During the meetings, no one is safe, least of all the audience. Washington starts with a "media toxicity test" designed to measure how much or little useful information the audience has learned from the mainstream media. Every audience member is put on the spot, challenged to name one thing the media has taught them about a given candidate; as often as not, the answer is "not much." Next is a getting-to-know-you bingo-style game, followed by the Black Bag of Political Reality, a quiz show game in which contestants must match candidates with their policy initiatives and/or dark past deeds. (An earlier variation on this game was called the Political Minefield game. Facts about the candidates were scattered on the floor, picked up, and read aloud. If the participant guessed wrong as to which skeleton belonged to which candidate, he or she had to die spectacularly. I was one such participant.)

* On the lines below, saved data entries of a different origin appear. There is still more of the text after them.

PR #185, opened 2022-10-18
Fix import statements

barbarahui:
Hey @amywieliczka -- I think this is the correct fix for the import statements? 

Also, I figure using github like this is the easiest way to communicate about these kinds of things, but lmk if a different workflow seems better :)

### DIFF
--- a/metadata-mapper/validate_mapping.py
+++ b/metadata-mapper/validate_mapping.py
@@ -3,8 +3,8 @@ import os
 import boto3
 import requests
 import json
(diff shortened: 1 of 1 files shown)


amywieliczka (approved):
Thanks for catching this @barbarahui!

I definitely made changes to the mapper without making changes to this file since I wasn't sure if we would use validate_mapping. It's probably best to either keep validate_mapping up-to-date, or remove it from the repository, though. Thanks for keeping it up to date.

Near the beginning of every show, Washington relates a story from his childhood. When he was five, as he tells it, his grandfather sat him down. Democracy, he told young Don, is a battle that never ends: "You're either fighting for something or losing everything." He told his grandson, at five, not to be a "prick rat bastard," a person who gives away their rights and those of future generations because they couldn't be bothered to get involved.

In my view, the goal of the Mayoral Tutorial was twofold. One was to separate what is important about a candidate from what is unimportant with respect to their ability to effectively govern a large American city. The other was to shake people awake from the stupor that has affected the city over the last twenty years, and remind them that democracy doesn't work without the active participation of its members.

The election is a day away. At the time that I'm writing this, Emanuel is polling at 58%. The Mayoral Tutorial may not have turned the tide of this election, but I think it did something powerful for those who attended it. Through humor and, to a certain degree, public embarrassment, it showed people a way to be politically engaged both with those we elect to public office and as part of a community. No matter who is elected on Tuesday, it's time for Chicagoans to stop thinking about city government as something obscure, hopelessly corrupt, and beyond their control.